A Wake-Up Call for Iran

Published by the Atlantic

Ismail Haniyeh should have known that Tehran wasn’t a safe place for him to be. What has Israel ever wanted to do on Iranian territory that it hasn’t been able to accomplish? In 2018, it stole the country’s entire nuclear archive. In 2020, it killed Iran’s top nuclear-weapons official. In 2022 and 2023, it reportedly abducted, interrogated, and then released security officials who were planning actions against Israeli tourists in the region—and it did this entirely on Iranian soil. Such extensive operations show that Mossad has deeply penetrated Iran’s security architecture, much as it has in the hit Israeli TV show Tehran.

Details are still emerging about the strike on Haniyeh, Hamas’s highest-ranking political leader, who was killed in Tehran in the early hours today. The assassination comes at an incredibly tense moment, less than 24 hours after Israel used an air strike to take out Fuad Shukr, a top Hezbollah official, in Beirut. Hezbollah has not confirmed Shukr dead, and Israel has not taken responsibility for the attack on Haniyeh. But fingers will naturally point to the country with both the capacity and the motive to go after the Hamas leader.

Israel has a history of targeting militant leaders behind the killing of its citizens. Palestinian militants massacred Israeli Olympic athletes in 1972, and Israel responded with Operation Wrath of God, a string of assassinations of militant leaders all over the world that ended only in 1988. Israel was always going to find and kill Haniyeh, a leader of the group that perpetrated October 7, the most lethal terror attack in the country’s history.
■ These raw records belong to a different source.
PR #410, opened 2023-06-22
Sidebar Container: Run the fixed sidebar check after expanding the table of contents

### LINKED ISSUE #409: Fixed sidebar creates loss of visible focus & unreachable items.
When the fixed sidebar is longer than the viewport, items in the sidebar that are below the scroll do not come into focus during keyboard navigation.  It's also not possible in that case to reach the lower part of the sidebar without scrolling to the end of the page.

There is a way to do this - if you toggle the sidebar closed, then re-open it, the `is-fixed-sidebar` class is removed, and you'll be able to use the sidebar normally. However, this is more "taking advantage of a bug to be able to use the site" than intent, I'm guessing. 

See [Roles and Capabilities](https://wordpress.org/documentation/article/roles-and-capabilities/) for an example of this problem; [see also this slack message in #docs](https://wordpress.slack.com/archives/C02RP4WU5/p1687386572350359) where this issue was noted.

ryelle:
Fixes #409 — When the page was loaded initially, the `isSidebarWithinViewport` check was run on the collapsed sidebar, so the height check in `isSidebarWithinViewport` passed and the sidebar is set as fixed. Then, a few lines later, the collapse/expand toggle logic expanded the sidebar on large screens, and now it could be too tall for the fixed sidebar behavior.

This fix just swaps the initial `isSidebarWithinViewport` to after the toggle button logic, so that the menu is in it's correct state when the height is measured.

To test:

- Use the documentation test site
- View a few articles with different ToC lengths, for example http://localhost:8888/article/roles-and-capabilities/, http://localhost:8888/article/before-you-create-a-network/
- Try at different screen sizes

### DIFF
--- a/mu-plugins/blocks/sidebar-container/src/view.js
+++ b/mu-plugins/blocks/sidebar-container/src/view.js
@@ -85,15 +85,6 @@ function isSidebarWithinViewport( container ) {
 
 function init() {
 	const container = document.querySelector( '.wp-block-wporg-sidebar-container' );
-
-	if ( container ) {
-		if ( isSidebarWithinViewport( container ) ) {
-			container.classList.add( 'is-fixed-sidebar' );
-			onScroll(); // Run once to avoid footer collisions on load (ex, when linked to #reply-title).
-			window.addEventListener( 'scroll', onScroll );
-		}
-	}
-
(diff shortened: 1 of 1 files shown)


adamwoodnz (approved):
Nice work, LGTM :shipit:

But the 62-year-old Haniyeh, used to safely hobnobbing with dignitaries in Qatar and Turkey, presumably didn’t expect such a brazen attempt on his life in the Iranian capital, where he had been staying for a few days to attend the inauguration of President Masoud Pezeshkian. He was killed before the arrest warrant that prosecutors at the International Criminal Court requested for him could be ever issued (the court has also requested a warrant to arrest Israel’s prime minister, Benjamin Netanyahu).

The extent of Israeli ease of operations in Iran is jaw-dropping. The Islamic Republic likes to claim that even if Iran is not democratic, free, or prosperous, at least it’s safe and secure. The regime enrolls tens of thousands of men in an alphabet soup of security forces—and yet it can’t seem to guard even highly valued guests, such as Haniyeh.